The Swiss franc is known as a “safe haven” currency, meaning that in times of global economic turmoil it tends to experience an influx of investment and, in turn, strengthen. The clearest recent example of this was the Great Recession of 2007-2008 when the US dollar was on the back foot against the Swiss currency from the beginning of 2007 until the middle of 2008. Normally, the Japanese yen is also considered a safe-haven currency. Compare the value of a dollar in 2007, at 120 yen, to its value in 2009, at 90 yen. Again, we see that the turmoil of the Recession drove traders to purchase the yen, driving up its value against the dollar. When the world economy recovered after the Recession, the yen promptly began to lose its value. The yen was led further down this path by the quantitative easing done by the Bank of Japan in 2013.

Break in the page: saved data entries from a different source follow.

PR #98, opened 2019-01-23
api: Rename Payload to Image in ClusterVersion status

smarterclayton:
The payload is delivered as an image, and we have clarified our terminology in multiple spots to say:

* An `update` is delivered in an `image`
* An image carrying an OpenShift update is a `release image`
* A `release image` is associated with a `version` of the product
* The contents of the `release image` include the CVO binary and an `update payload`
* The `update payload` is a set of on disk manifests and associated metadata

This PR includes the openshift/api changes and reacts to those updates.


abhinavdahiya:
both https://github.com/openshift/cluster-version-operator/pull/98/commits/abd3ec0e71403629aa495266c2882346e7f519bd and https://github.com/openshift/cluster-version-operator/pull/98/commits/dd266e160646afa9e1f986c9f224ef2e2cfc4b5f are both changing `vendor/github.com/openshift/api/config/v1/types_cluster_version.go` ;)

pkg/cvo/internal/operatorstatus.go
```diff
@@ -106,9 +107,8 @@ func waitForOperatorStatusToBeDone(client configclientv1.ClusterOperatorsGetter,
 		if available && !progressing && !failing {
 			return true, nil
 		}
-		glog.V(3).Infof("ClusterOperator %s/%s is not done for version %s; it is version=%v, available=%v, progressing=%v, failing=%v",
-			eos.Namespace, eos.Name, os.Status.Version,
-			eos.Status.Version, available, progressing, failing)
+		glog.V(3).Infof("ClusterOperator %s/%s is not done for version %s; it is available=%v, progressing=%v, failing=%v",
```
abhinavdahiya: `version %s` is extra

pkg/cvo/metrics.go
```diff
@@ -133,7 +133,12 @@ func (m *operatorMetrics) Collect(ch chan<- prometheus.Metric) {
 	// output cluster operator version and condition info
 	operators, _ := m.optr.clusterOperatorLister.List(labels.Everything())
 	for _, op := range operators {
-		g := m.clusterOperatorUp.WithLabelValues(op.Namespace, op.Name, op.Status.Version)
+		var firstVersion string
```
abhinavdahiya: are we assuming the operator version is going to be the first?

smarterclayton: No, I just didn't want to remove the metric value.  We're going to need to define it, I'll add a todo

smarterclayton:
Fixed up version info, added two, rebased, also fixed a metric panic (previous failure for e2e-aws) where describe wasn't right.

I'm going to look at trying to add a metric integration test (but it has to be serial, which sucks)

PR #3799, opened 2021-03-12
test(pubsublite): fix flaky TestAssignerHandlePartitionFailure

tmdiep:
The fake error response needs to be set before the assigner is started to prevent races.

Fixes https://github.com/googleapis/google-cloud-go/issues/3789.


codyoss (approved):
LGTM

PR #3803, opened 2021-03-12
docs(spanner): fix the result handling after BufferWrite

### LINKED ISSUE #3802: spanner: (Doc) Missing error handling after BufferWrite
The below example code in the doc doesn't catch and handle the error from `txn.BufferWrite` . I guess it disables the retry to be triggered by this error.

https://github.com/googleapis/google-cloud-go/blob/f321666c750649d5d177e44c6c73033f54ae5d23/spanner/doc.go#L303

Just make it catch and return the error.

sryoya:
Fixes #3802


spanner/doc.go
```diff
@@ -300,12 +300,10 @@ of the transaction:
         }
         balance -= 10
         m := spanner.Update("Accounts", []string{"user", "balance"}, []interface{}{"alice", balance})
-        txn.BufferWrite([]*spanner.Mutation{m})
-
+        return txn.BufferWrite([]*spanner.Mutation{m})
```
olavloite, line 303: nit: could we move this line to after the comment. It does not feel right to have a comment after the return statement of a function.

olavloite (commented):
Good catch.

`Transaction.BufferWrite` will however normally not throw any errors (unless you have manually closed the transaction) as it only buffers the mutation in an in-memory data structure. So this would not affect transaction retries if you were to implement your own transaction functions using this sample. Any `Aborted` error would be returned by the `Commit` that is executed after the transaction function has returned.

spanner/doc.go
sryoya: Yup, I actually I wondered if it's right. 
Then, fixed this with the similar code I referred to.

https://github.com/googleapis/google-cloud-go/pull/3803/commits/64546a29dd025fb6a75b2991c7cc38151e38bfd2

olavloite (approved):

olavloite:
> Btw, how can we do this? I'm just curisous.

You cannot do it with the normal transaction runner, but you could do it if you use [statement-based transactions](https://github.com/googleapis/google-cloud-go/blob/4a0a22e44ac8e852e640d07fcc825bc589b906c8/spanner/transaction.go#L1103), by calling `Rollback` on the returned transaction. Using statement-based transactions is however only recommended for advanced usage (like writing a SQL driver), as it requires you to handle all retries of aborted transactions and other possible failures manually.

> But, One thing I've experienced is that since I added handling for error from the BufferWrite in my company's application , the failure rate of writes to Spanner has clearly decreased.

I'm pretty sure that that is either coincidence or caused by a different change that was applied at the same time, as the `BufferWrite` function will never return a retryable error. It would therefore never affect the number of read/write transactions that need to be retried.

olavloite:
@tbpg Would you be able to merge this one? The integration tests are not running as the PR comes from a fork. They are green however (and not really relevant, as it is only a documentation change).

tbpg (approved):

When it comes to the currency pairs USD/CHF and USD/JPY, another important factor is the difference between the US Federal Reserve’s interest rate, on the one hand, and that of the Swiss National Bank (SNB) or the Bank of Japan, on the other. If the SNB raises its interest rates, traders may be drawn to purchase the franc, thus strengthening its value and weakening the USD/CHF pair. Analysts are presently considering when the US Federal Reserve will raise its interest rates, which the Federal Open Market Committee expects to occur near the end of 2022. This is the kind of event that could strengthen the dollar and could impact currency pairs like USD/CHF and USD/JPY. Let’s review the recent performance of these forex trading pairs and see what to expect in the coming months.
August and September
The US Federal Reserve has been clear on its position that its continued handing out of pandemic support depends on the employment situation in America. In early August, a promising US jobs report came in, indicating that 943,000 Americans had been employed in July, exceeding the expected increase of 870,000 quite significantly. Richard Clarida, Vice Chairman of the US Federal Reserve, suggested that late 2022 might be the time to expect interest rate hikes. All this gave fuel to the American currency, which strengthened against the Swiss and Japanese currencies more than they had done since June. More specifically, the dollar rose 0.9% against the franc and 0.4% against the yen.

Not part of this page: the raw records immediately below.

PR #3812, opened 2021-03-13
test(logging): add kokoro build script for environment tests

nicoleczhu:
This environment test script runs logging & error reporting tests from [this submodule](https://github.com/googleapis/env-tests-logging). It deploys various GCP services like Cloud Run, Functions, GKE, etc, write logs, and tests whether the log entries are as expected. 

Questions: 
1. I'm using `go_integration_service_account` from keystore. I may need to add IAM permissions to deploy CloudRun and CloudFunctions (required by the tests). Is that ok or should I create a new SA for this?
2. I'm open to putting this script somewhere else (should I nest it under internal/logging or somewhere else?) 
Please don't hestitate to let me know if this can be more cleanly introduced into this repo. Thanks for any pointers.


internal/kokoro/environment.sh
```diff
@@ -0,0 +1,73 @@
...
+cd "env-tests-logging/"
+
+# Disable buffering, so that the logs stream through.
+export PYTHONUNBUFFERED=1
+
+# Debug: show build environment
+env | grep KOKORO
+
+# Set up service account credentials
+export GOOGLE_APPLICATION_CREDENTIALS=$KOKORO_KEYSTORE_DIR/72523_go_integration_service_account
```
codyoss, line 44: nit: Nothing that get logged here is secret today, but I would still just just suggest moving this to the top before set -x is enabled in case something more sensitive shows up in the future.

nicoleczhu: Sounds good. Tis moved. 

@codyoss Are you ok with my using the following?

1. I'm using go_integration_service_account from keystore. I may need to add IAM permissions to deploy CloudRun and CloudFunctions (required by the tests). Is that ok or should I create a new SA for this?

2. I'm putting this environment script under /kokoro directory. Let me know if you want me to nest it somewhere else!

codyoss: 1. Yes!
2. Yes!

codyoss (approved):

internal/kokoro/environment.sh
nicoleczhu: Thanks for the PR!

PR #3816, opened 2021-03-15
feat(internal/godocfx): handle Markdown content

tbpg:
The first commit copied the go/doc package into `third_party`.

Then, I added ToMarkdown to the doc package. I got the idea from @dmitshur,
who pointed me to http://golang.org/issues/34875.

Once the comment is converted to Markdown, it gets converted to HTML by
`goldmark`.

Future changes will:
* Add syntax highlighting for code blocks.
* Maybe add \` tags around code elements in the comment.
* Maybe support Markdown in other doc comments.


codyoss (commented):
LGTM

third_party/go/doc/comment.go
```diff
@@ -2,6 +2,8 @@
 // Use of this source code is governed by a BSD-style
 // license that can be found in the LICENSE file.
 
+// +build go1.16
```
codyoss, line 5: Maybe just change the version in `go.mod` instead?

codyoss (approved):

However, when September came around, it brought with it a less impressive ADP jobs report, indicating that there had been 374,000 employments made, much less than the expected 613,000. Since Federal Reserve Chairman Jerome Powell had said asset-purchase tapering would only begin when sufficient employment had been made, traders grew doubtful that the Fed was ready to slow its stimulus packages. The dollar remained weak against the yen for a two-week period.
October and Beyond
By October 8th, volatility had returned when USD/CHF price went down 0.35% since the beginning of the month. Indeed, the next twelve months is a period when many analysts expect the dollar to weaken against other currencies. According to a Reuters analyst poll, however, this weakening is now expected to be milder than was believed in September. In another poll, most analysts admitted they were uncertain whether or not the dollar could weaken over this time period. David Adams of Morgan Stanley feels a bit more confident about the dollar. “We continue to be dollar bullish, particularly versus the low yielding funding currencies – that would be the yen and the euro,” he said.

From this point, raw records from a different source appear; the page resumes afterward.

PR #3819, opened 2021-03-15
feat(internal/godocfx): add prettyprint class to code blocks

### LINKED ISSUE #3804: internal/godocfx: better styling of package doc
Package docs have a few issues:
- [x] No syntax highlighting for code blocks. We need `class="prettyprint"`.
- [x] Markdown style links don't work.
- [x] Markdown style lists don't work.

These are all issues with the underlying `doc.ToHTML` that we use. We can't switch to a Markdown parser directly for the package doc because there are the magic GoDoc headers that don't start with `#`.

https://github.com/googleapis/google-cloud-go/blob/f321666c750649d5d177e44c6c73033f54ae5d23/internal/godocfx/parse.go#L576-L580

tbpg:
Fixes #3804.

### DIFF
--- a/internal/godocfx/goldmark-codeblock/codeblock.go
+++ b/internal/godocfx/goldmark-codeblock/codeblock.go
@@ -1,0 +1,71 @@
+// Copyright 2021 Google LLC
+//
+// Licensed under the Apache License, Version 2.0 (the "License");
+// you may not use this file except in compliance with the License.
+// You may obtain a copy of the License at
+//
+//      http://www.apache.org/licenses/LICENSE-2.0
+//
+// Unless required by applicable law or agreed to in writing, software
+// distributed under the License is distributed on an "AS IS" BASIS,
+// WITHOUT WARRANTIES OR CONDITIONS OF ANY KIND, either express or implied.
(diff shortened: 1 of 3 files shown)


internal/godocfx/goldmark-codeblock/codeblock.go
```diff
@@ -0,0 +1,71 @@
...
+	}
+	for _, opt := range opts {
+		opt.SetHTMLOption(&r.Config)
+	}
+	return r
+}
+
+func (r *codeBlockHTMLRenderer) renderCodeBlock(w util.BufWriter, source []byte, n ast.Node, entering bool) (ast.WalkStatus, error) {
+	if entering {
+		_, _ = w.WriteString(`<pre><code class="prettyprint">`)
```
codyoss, line 44: Should the errors for this write method be returned?

codyoss (approved):
LGTM, just one question.

internal/godocfx/goldmark-codeblock/codeblock.go
tbpg: Done. Thanks!

PR #3820, opened 2021-03-15
feat(pubsub): add schema support

hongalex:
This PR adds schema support to the Pub/Sub library. This includes a new `SchemaClient` that is used to manage the schema admin operations (Create, Get, List, Delete). Updating schemas is currently not supported. In addition, schemas can be added to a topic upon topic creation, but cannot be edited later.

Other notes:
- Schemas are supported by the pstest fake, but the validation RPCs don't perform any check other than an empty string check.
- The `ValidateMessage` RPC (defined in the proto) is split into two RPCs (`ValidateMessageWithConfig`, which validates against an in-memory schema config, and `ValidateMessageWithPath`, which validates against an existing Schema resource in Pub/Sub


pubsub/pstest/fake.go
```diff
@@ -1180,3 +1184,105 @@ func WithErrorInjection(funcName string, code codes.Code, msg string) ServerReac
...
+		return ret.(*pb.ValidateSchemaResponse), err
+	}
+
+	if req.Schema.Definition == "" {
+		return nil, status.Error(codes.InvalidArgument, "schema definition cannot be empty")
+	}
+	return &pb.ValidateSchemaResponse{}, nil
+}
+
+func (s *GServer) ValidateMessage(_ context.Context, req *pb.ValidateMessageRequest) (*pb.ValidateMessageResponse, error) {
```
kamalaboulhosn, line 1271: Does this also have caveats about what validation it actually does?

pubsub/schema.go
```diff
@@ -0,0 +1,292 @@
...
+
+	"google.golang.org/api/option"
+
+	vkit "cloud.google.com/go/pubsub/apiv1"
+	pb "google.golang.org/genproto/googleapis/pubsub/v1"
+)
+
+// SchemaClient is a Pub/Sub schema client scoped to a single project.
+//
+// It is EXPERIMENTAL and a part of a closed alpha that may not be
```
kamalaboulhosn, line 29: We can remove the EXPERIMENTAL notices.

pubsub/schema.go
```diff
@@ -0,0 +1,292 @@
...
+	_, err := s.sc.ValidateMessage(ctx, req)
+	if err != nil {
+		return nil, err
+	}
+	return &ValidateMessageResult{}, nil
+}
+
+// ValidateMessage validates a message against an schema specified
+// by a schema path pointing to an existing schema.
+func (s *SchemaClient) ValidateMessageWithPath(ctx context.Context, msg []byte, encoding SchemaEncoding, schemaPath string) (*ValidateMessageResult, error) {
```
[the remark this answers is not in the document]
hongalex: Yeah I have mixed feelings about this. We might want to allow users to access schemas outside of their project. This is sort of true for Pub/Sub as well, so we provide additional methods like `TopicInProject` and `SubscriptionInProject`, but I don't particularly like this overloaded concept. I think if we clarify the format for schemaPath when we use this (in this method as well as in the get `Schema`, this should be ok as a path.

pubsub/pstest/fake.go
hongalex: Added caveats and the actual checks.

pubsub/schema.go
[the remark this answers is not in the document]
hongalex: @kamalaboulhosn proposed a solution which is to default to `schemaIDs` rather than path, but not provide a `SchemaInProject`. Instead, users can instantiate another `schemaClient` if they want to access schemas outside of their existing project. I like this too, so I'll implement this for now.

codyoss (approved):
LGTM for style, but I'll defer to @kamalaboulhosn for what this feature is trying to accomplish.

pubsub/topic.go
```diff
@@ -195,6 +196,14 @@ type TopicConfig struct {
 	// published to this topic, in the format
 	// "projects/P/locations/L/keyRings/R/cryptoKeys/K".
 	KMSKeyName string
+
+	// Schema defines the schema settings upon topic creation. This cannot
+	// be modified after a topic has been created.
+	//
+	// It is EXPERIMENTAL and a part of a closed alpha that may not be
```
kamalaboulhosn, line 203: We can remove the "EXPERIMENTAL" notices. Server support fully works.

kamalaboulhosn (approved):

PR #3831, opened 2021-03-17
chore(internal/apidiff): diff beta pkgs

noahdietz:
Expand `apidiff` presubmit check to `beta` client packages as well.


tbpg (commented):
Sent a question over chat.

PR #3840, opened 2021-03-19
chore(internal/apidiff): check for bang breaking change indicator

noahdietz:
Allow breaking changes when either of the conventional commit breaking change indicators are available: `!` or `BREAKING CHANGE:`.

An example of the former is: `fix!(dialogflow): remove rpc or fields that are unintended to release`

### DIFF
--- a/internal/apidiff/apidiff.go
+++ b/internal/apidiff/apidiff.go
@@ -51,8 +51,7 @@ func main() {
 	if err != nil {
 		log.Fatalln(err)
 	}
-	if strings.Contains(head, "BREAKING_CHANGE") {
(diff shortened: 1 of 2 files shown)


internal/apidiff/apidiff.go
```diff
@@ -215,6 +214,23 @@ func diff(m manifest, modDir, imp, pkg, base string) (string, error) {
 	return out, err
 }
 
+func checkAllowBreakingChange(commit string) bool {
```
tbpg, line 217: Annoying comment: mind adding a unit test?

noahdietz: Not annoying at all, done!

codyoss (approved):
LGTM

PR #3841, opened 2021-03-19
feat(spanner): add the Mutex lock in the beginning func of ReadWriteTransaction

sryoya:
I suppose there is no reason not to add the Mutex lock here even though the other functions mutating the same field with this func    having the Mutex lock.
If it's intentional, please close this PR.


olavloite:
It is intentional, in the sense that it is not necessary. The `begin` function is only called internally before the transaction is returned to the client application. That means that the client library knows that it will never be called simultaneously from different goroutines, and also never simultaneously with any other function that would alter the state of the transaction.

sryoya:
I see, good to know that! Thanks for the explanation.

PR #3843, opened 2021-03-20
fix(pubsublite): remove publish error translation

tmdiep:
The original intention of translating pubsublite internal errors to equivalent pubsub errors, was so that mostly the same code can be used to publish. I'd like to backtrack on this implementation decision - it wasn't explicitly discussed at any point.

The errors returned by pubsublite are wrapped to provide more useful context (e.g. the `ErrOversizedMessage` error includes the proto size of the user's message), so we should just propagate errors to users as-is.

The publisher clients of pubsublite and pubsub have sufficient differences in behavior, such that users will have to handle publish errors differently anyway. For example, pubsublite's PublisherClient can terminate permanently (while pubsub's Topic doesn't) and users have to create a new instance to republish failed messages.

pubsublite has a superset of pubsub errors. We will soon have an additional `ErrServiceUnavailable` error to indicate prolonged backend service unavailability.


tmdiep:
@hongalex, @manuelmenzella-google - interested in your thoughts about this. It wasn't explicitly discussed at any point, it was just an implementation decision that I made, which I no longer think is a good idea.

manuelmenzella-google:
I think this is a good change, and I like that we return more helpful messages. I do wonder, though: what do other languages (Java, Python) do here?

tmdiep:
@manuelmenzella-google Java and Python currently don't have a max publish buffer size (but will as a result of b/182864157). For oversized messages, the publisher clients will receive a fatal InvalidArgument error once the message is received by the server (which checks the accounted byte size and includes this in the error message).

manuelmenzella-google:
Sounds good, I like this change. Thanks.

manuelmenzella-google (approved):

PR #3846, opened 2021-03-22
fix(pubsublite): improve handling of backend unavailability

tmdiep:
- Define `ErrBackendUnavailable` to allow users to detect and handle backend unavailability during publish and subscribe.
- Increase settings to very high values:
  - `PublishSettings.Timeout` and `ReceiveSettings.Timeout` to 1 week.
  - `PublishSettings.BufferedByteLimit` to 10 GB.
- Add examples for handling publish and subscribe errors.


pubsublite/internal/wire/rpc.go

Speaking of the yen, the days from September 22nd to 24th saw the dollar strengthen powerfully against the Japanese currency, as the USD/JPY rose from 109.12 to 110.79 and then 113.49. In general, a common trend is for the yen to weaken when the global economy gets stronger. Also, a stronger US economy would strengthen the dollar. Therefore, those in the forex trading market should keep an eye on the rebound of the American economy. Needless to say, statements from the US Federal Reserve are important news too.
The bottom line
When it comes to forex trading, volatility of top pairs like USD/CHF and USD/JPY may present both opportunities and risks for CFD traders. CFDs, or Contracts For Difference, allow you to take advantage of prices changes in both directions—increases as well as decreases—without the need to purchase the underlying asset. If you expected the price to go up, you’d open a ‘Buy’ deal or ‘Go long,’ whereas if you expected it to go down, you’d open a ‘Sell’ deal or ‘Go short.’ As we’ve said, many factors can impact the price of forex trading pairs, so before entering the markets, it’s best to do your research as thoroughly as possible.